# Mavis :-)



## paddyjulie (May 9, 2009)

just a couple of my princess :thumbup:


----------



## Cleo38 (Jan 22, 2010)

She's beautiful, I love EBT's especially with the eye patch!


----------



## BiKERcc (Jan 29, 2011)

Love the last picture :lol: love Bullies, she's gorgeous


----------



## paddyjulie (May 9, 2009)

Cleo38 said:


> She's beautiful, I love EBT's especially with the eye patch!





BiKERcc said:


> Love the last picture :lol: love Bullies, she's gorgeous


thankyou :thumbup: :thumbup:


----------



## Luvdogs (Aug 15, 2008)

LOL I love her :001_wub: love the name too!


----------



## Guest (Jan 31, 2011)

She always looks so happy :thumbup:


----------



## Fleur (Jul 19, 2008)

She's such a happy looking dog - a real scrumptious girl


----------



## new westie owner (Apr 30, 2010)

She is gorgeous hope she is well now


----------



## xpalaboyx (Jun 17, 2008)

She looks a very sweet girl with smooth face..


----------



## paddyjulie (May 9, 2009)

new westie owner said:


> She is gorgeous hope she is well now


She is doing ok ...still the odd Verps but not like they were...still got a weeks supply of tablets left so have to wait and see what happens after that....

Thanks for all your lovely comments everyone :thumbup:

Juliex


----------



## portiaa (Dec 10, 2010)

She's beautiful!

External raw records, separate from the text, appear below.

PR #5769, opened 2022-08-01
Transfers: gracefully skip missing sources in poller/receiver

rcarpa:
The only difference is that the "except" block will not be triggered
and the stack-trace will not be included in the log message.

On the couple of cases I investigated, the missing sources were due to
the poller working on a request which is handled by receiver+finisher
in the meantime.

### DIFF
--- a/lib/rucio/core/request.py
+++ b/lib/rucio/core/request.py
@@ -1835,6 +1835,7 @@ def get_source_rse(request_id, src_url, session=None, logger=logging.log):
             return None, None
 
         sources = get_sources(request_id, session=session)
+        sources = sources or []
         for source in sources:
             if source['url'] == src_url:
                 src_rse_id = source['rse_id']


lib/rucio/core/request.py
```diff
@@ -1835,6 +1835,7 @@ def get_source_rse(request_id, src_url, session=None, logger=logging.log):
             return None, None
 
         sources = get_sources(request_id, session=session)
```
mlassnig, line 1837: why not 

`sources = get_sources(request_id, session=session) or []` ?

rcarpa: are we paying by line of code ? like in the good old "C compilation by line of code" days ? :) 

In reality, I initially did it like that. After that I changed because I considered it's much more explicit this way and less likely to be missed by somebody reading the code.

mlassnig: haha :-D

och, I don't mind much I was just interested

mlassnig (approved):

Issue #5768, opened 2022-07-29
Type annotations for `rucio.client`


akselaase:
Motivation
----------
Type annotations help prevent programmer errors and serve as documentation for users of the `rucio.client` package. Implementing annotations for all Rucio clients would therefore improve the experience of using the package.

Modification
------------
Add type annotations to the following files under `lib/rucio/client`.
- [ ] accountclient.py
- [ ] accountlimitclient.py
- [ ] baseclient.py
- [ ] client.py
- [ ] configclient.py
- [ ] credentialclient.py
- [ ] didclient.py
- [ ] diracclient.py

Defiantly reminds me of my girl!


----------



## Guest (Feb 6, 2011)

She's a cracker PJ just must be right proud of her!


----------



## simplysardonic (Sep 1, 2009)

gorgeous pics, I love EBTs


----------



## Louise_81 (Mar 5, 2010)

she is lovely


----------



## Colette (Jan 2, 2010)

Aw... she's a beauty!


----------



## bigdaddy (Feb 5, 2011)

brill pics love the one on her back:lol:


----------